TASK DATA below:

PR #1049, opened 2025-06-17
dev-qt/qtwayland -> dev-qt/qtbase[wayland] depchange

a17r:


thesamesam:
Can you populate the commit messages?

a17r:
I'd prefer not to, this is already costing enough time

eli-schwartz:
Based on #gentoo-qt logs and spelunking "probable cause" via qtbase commit logs, this is presumably:

> The parts of qtwayland we depend on have been moved into `qtbase[wayland]` for Qt 6.10, and for Qt 6.9 it's technically correct because it PDEPENDs on qtwayland.

This is an outright PMS violation, so it is not "technically correct".
https://dev.gentoo.org/~ulm/pms/head/pms.html#section-8.1
- Runtime dependencies (RDEPEND). These must be installed and usable before the results of an ebuild merging are treated as usable.
- Post dependencies (PDEPEND). These must be installed at some point before the package manager finishes the batch of installs.

(yes, pdep is useless 99% of the time)

The distinction of the latter is *precisely* that it need not be installed before the results of the package are treated as usable. It is "if installing X, behave as though Y was also added to world / the CLI". If portage needs to merge `qtbase -> randompackage -> qtwayland`, it can (and @thesamesam points out due to https://bugs.gentoo.org/180045 there is best-effort code to work around this absent cycles, but still).

Frankly I don't see the point. Leaving it alone will still recursively depend on all the right things, plus an extra package that might otherwise be a depclean candidate? Why not simply leave this alone until it can be actually-correct, by requiring QTMIN of 6.10

ionenwks:
> Based on #gentoo-qt logs and spelunking "probable cause" via qtbase commit logs, this is presumably:
> 
> > The parts of qtwayland we depend on have been moved into `qtbase[wayland]` for Qt 6.10, and for Qt 6.9 it's technically correct because qtbase PDEPENDs on qtwayland.
> 
> This is an outright PMS violation, so it is not "technically correct". https://dev.gentoo.org/~ulm/pms/head/pms.html#section-8.1
> 
> * Runtime dependencies (RDEPEND). These must be installed and usable before the results of an ebuild merging are treated as usable.
> * Post dependencies (PDEPEND). These must be installed at some point before the package manager finishes the batch of installs.

Hadn't noticed this "at some point" bit rather than being something like "earliest possible"... which I find odd given it makes PDEPEND kind of useless. If it's something needed at runtime, and then other packages expect that package work... what then? Of course, can never resolve this for circular deps but you can for other packages.

According to sam, portage will still prioritize installing PDEPEND once it can though -- not to say what other PMs do.

Either way, I'll change the wiki later to not call it correct and maybe update the suggestion depending on what we do here.

> 
> (yes, pdep is useless 99% of the time)
> 
> The distinction of the latter is _precisely_ that it need not be installed before the results of the package are treated as usable. It is "if installing X, behave as though Y was also added to world / the CLI". If portage needs to merge `qtbase -> randompackage -> qtwayland`, it can (and @thesamesam points out due to https://bugs.gentoo.org/180045 there is best-effort code to work around this absent cycles, but still).
> 
> Frankly I don't see the point. Leaving it alone will still recursively depend on all the right things, plus an extra package that might otherwise be a depclean candidate? Why not simply leave this alone until it can be actually-correct, by requiring QTMIN of 6.10

Primarily because `dev-qt/qtwayland-6.10` will now always build the compositor bits (the USE was removed+enabled), and it's a large (wasteful) build -- nearly the only users that will need qtwayland-6.10 are those that have telegram-desktop or mathematica installed.

In most cases we could do `|| ( >=qtbase-6.10[wayland] <qtwayland-6.10  )` but what prompted to avoid this is packages depending on private qtwayland APIs and needing `:=` and doing `|| ( := := )` is utterly broken.

Options I see:
1. let users build a large package they don't need and change deps later, likely when Qt 6.10 is stable, it's not great but it's not like users will have to deal with this forever either
2. cheat and rely on PDEPEND being done early, eventually <6.10 will be gone and it won't be particularly wrong anymore
3. "best effort" use `|| ( )` where possible, and cheat only where `:=` is needed, that may be good enough to avoid (most) ordering issues if they do exist -- can cleanup the alternative in `|| ( )` without a revbump later
4. rename real qtwayland-6.10 and make the old one a meta that pulls qtbase[wayland], but I'm not thrilled at keeping a permanent renaming mismatching upstream over a temporary workaround and saving build time

Personally I'm fine with any of 1-3.

***Either way*** 6.10 won't release till September (or later), and even then we'll probably keep 6.10.0 masked until 6.10.1 so there is no urgency here. I could see this taking until late October or November for ~arch to get Qt 6.10.

eli-schwartz:
> Hadn't noticed this "at some point" bit rather than being something like "earliest possible"... which I find odd given it makes PDEPEND kind of useless. If it's something needed at runtime, and then other packages expect that package work... what then? Of course, can never resolve this for circular deps but you can for other packages.

In terms of PM design, what you want is in fact an rdepend, no more, no less. There is actually no reason rdepends should be prevented from merging in any order -- i.e. pure-rdepend cycles are reasonable and permissible -- except in the specific case where one or the other runs pkg_postinst, in which case the package itself needs to be in "mostly-satisfied" state w.r.t. dependencies as a prerequisite for pkg_postinst, and successfully running pkg_postinst is what causes a transition to "satisfied".

More generally, merging a package consists of several aspects, all of which are optional:
- merge D -> ROOT  (if D exists)
- setup dependencies (R, I, P variants)
- execute shell scriptlet hooks (phase function for `pkg_*`)

and 3) has a dependency on both 1) and 2), but 1) does not directly depend on 2). Sadly, due to https://bugs.gentoo.org/937150 I don't think we're actually allowed to skip 3), ever.

ionenwks:
> Options I see:
> 
> 1. let users build a large package they don't need and change deps later, likely when Qt 6.10 is stable, it's not great but it's not like users will have to deal with this forever either
> 2. cheat and rely on PDEPEND being done early, eventually <6.10 will be gone and it won't be particularly wrong anymore
> 3. "best effort" use `|| ( )` where possible, and cheat only where `:=` is needed, that may be good enough to avoid (most) ordering issues if they do exist -- can cleanup the alternative in `|| ( )` without a revbump later
> 4. rename real qtwayland-6.10 and make the old one a meta that pulls qtbase[wayland], but I'm not thrilled at keeping a permanent renaming mismatching upstream over a temporary workaround and saving build time
> 
> Personally I'm fine with any of 1-3.
> 
> ***Either way*** 6.10 won't release till September (or later, formerly August but they delayed it), and even then we'll probably keep 6.10.0 masked until 6.10.1 so there is no urgency here. I could see this taking until late October or November for ~arch to get Qt 6.10.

End of TASK DATA.

[WORK INSTRUCTIONS]
All the lines above should appear again in the answer, exactly as written.

[FINAL ANSWER]
PR #1049, opened 2025-06-17
dev-qt/qtwayland -> dev-qt/qtbase[wayland] depchange

a17r:


thesamesam:
Can you populate the commit messages?

a17r:
I'd prefer not to, this is already costing enough time

eli-schwartz:
Based on #gentoo-qt logs and spelunking "probable cause" via qtbase commit logs, this is presumably:

> The parts of qtwayland we depend on have been moved into `qtbase[wayland]` for Qt 6.10, and for Qt 6.9 it's technically correct because it PDEPENDs on qtwayland.

This is an outright PMS violation, so it is not "technically correct".
https://dev.gentoo.org/~ulm/pms/head/pms.html#section-8.1
- Runtime dependencies (RDEPEND). These must be installed and usable before the results of an ebuild merging are treated as usable.
- Post dependencies (PDEPEND). These must be installed at some point before the package manager finishes the batch of installs.

(yes, pdep is useless 99% of the time)

The distinction of the latter is *precisely* that it need not be installed before the results of the package are treated as usable. It is "if installing X, behave as though Y was also added to world / the CLI". If portage needs to merge `qtbase -> randompackage -> qtwayland`, it can (and @thesamesam points out due to https://bugs.gentoo.org/180045 there is best-effort code to work around this absent cycles, but still).

Frankly I don't see the point. Leaving it alone will still recursively depend on all the right things, plus an extra package that might otherwise be a depclean candidate? Why not simply leave this alone until it can be actually-correct, by requiring QTMIN of 6.10

ionenwks:
> Based on #gentoo-qt logs and spelunking "probable cause" via qtbase commit logs, this is presumably:
> 
> > The parts of qtwayland we depend on have been moved into `qtbase[wayland]` for Qt 6.10, and for Qt 6.9 it's technically correct because qtbase PDEPENDs on qtwayland.
> 
> This is an outright PMS violation, so it is not "technically correct". https://dev.gentoo.org/~ulm/pms/head/pms.html#section-8.1
> 
> * Runtime dependencies (RDEPEND). These must be installed and usable before the results of an ebuild merging are treated as usable.
> * Post dependencies (PDEPEND). These must be installed at some point before the package manager finishes the batch of installs.

Hadn't noticed this "at some point" bit rather than being something like "earliest possible"... which I find odd given it makes PDEPEND kind of useless. If it's something needed at runtime, and then other packages expect that package work... what then? Of course, can never resolve this for circular deps but you can for other packages.

According to sam, portage will still prioritize installing PDEPEND once it can though -- not to say what other PMs do.

Either way, I'll change the wiki later to not call it correct and maybe update the suggestion depending on what we do here.

> 
> (yes, pdep is useless 99% of the time)
> 
> The distinction of the latter is _precisely_ that it need not be installed before the results of the package are treated as usable. It is "if installing X, behave as though Y was also added to world / the CLI". If portage needs to merge `qtbase -> randompackage -> qtwayland`, it can (and @thesamesam points out due to https://bugs.gentoo.org/180045 there is best-effort code to work around this absent cycles, but still).
> 
> Frankly I don't see the point. Leaving it alone will still recursively depend on all the right things, plus an extra package that might otherwise be a depclean candidate? Why not simply leave this alone until it can be actually-correct, by requiring QTMIN of 6.10

Primarily because `dev-qt/qtwayland-6.10` will now always build the compositor bits (the USE was removed+enabled), and it's a large (wasteful) build -- nearly the only users that will need qtwayland-6.10 are those that have telegram-desktop or mathematica installed.

In most cases we could do `|| ( >=qtbase-6.10[wayland] <qtwayland-6.10  )` but what prompted to avoid this is packages depending on private qtwayland APIs and needing `:=` and doing `|| ( := := )` is utterly broken.

Options I see:
1. let users build a large package they don't need and change deps later, likely when Qt 6.10 is stable, it's not great but it's not like users will have to deal with this forever either
2. cheat and rely on PDEPEND being done early, eventually <6.10 will be gone and it won't be particularly wrong anymore
3. "best effort" use `|| ( )` where possible, and cheat only where `:=` is needed, that may be good enough to avoid (most) ordering issues if they do exist -- can cleanup the alternative in `|| ( )` without a revbump later
4. rename real qtwayland-6.10 and make the old one a meta that pulls qtbase[wayland], but I'm not thrilled at keeping a permanent renaming mismatching upstream over a temporary workaround and saving build time

Personally I'm fine with any of 1-3.

***Either way*** 6.10 won't release till September (or later), and even then we'll probably keep 6.10.0 masked until 6.10.1 so there is no urgency here. I could see this taking until late October or November for ~arch to get Qt 6.10.

eli-schwartz:
> Hadn't noticed this "at some point" bit rather than being something like "earliest possible"... which I find odd given it makes PDEPEND kind of useless. If it's something needed at runtime, and then other packages expect that package work... what then? Of course, can never resolve this for circular deps but you can for other packages.

In terms of PM design, what you want is in fact an rdepend, no more, no less. There is actually no reason rdepends should be prevented from merging in any order -- i.e. pure-rdepend cycles are reasonable and permissible -- except in the specific case where one or the other runs pkg_postinst, in which case the package itself needs to be in "mostly-satisfied" state w.r.t. dependencies as a prerequisite for pkg_postinst, and successfully running pkg_postinst is what causes a transition to "satisfied".

More generally, merging a package consists of several aspects, all of which are optional:
- merge D -> ROOT  (if D exists)
- setup dependencies (R, I, P variants)
- execute shell scriptlet hooks (phase function for `pkg_*`)

and 3) has a dependency on both 1) and 2), but 1) does not directly depend on 2). Sadly, due to https://bugs.gentoo.org/937150 I don't think we're actually allowed to skip 3), ever.

ionenwks:
> Options I see:
> 
> 1. let users build a large package they don't need and change deps later, likely when Qt 6.10 is stable, it's not great but it's not like users will have to deal with this forever either
> 2. cheat and rely on PDEPEND being done early, eventually <6.10 will be gone and it won't be particularly wrong anymore
> 3. "best effort" use `|| ( )` where possible, and cheat only where `:=` is needed, that may be good enough to avoid (most) ordering issues if they do exist -- can cleanup the alternative in `|| ( )` without a revbump later
> 4. rename real qtwayland-6.10 and make the old one a meta that pulls qtbase[wayland], but I'm not thrilled at keeping a permanent renaming mismatching upstream over a temporary workaround and saving build time
> 
> Personally I'm fine with any of 1-3.
> 
> ***Either way*** 6.10 won't release till September (or later, formerly August but they delayed it), and even then we'll probably keep 6.10.0 masked until 6.10.1 so there is no urgency here. I could see this taking until late October or November for ~arch to get Qt 6.10.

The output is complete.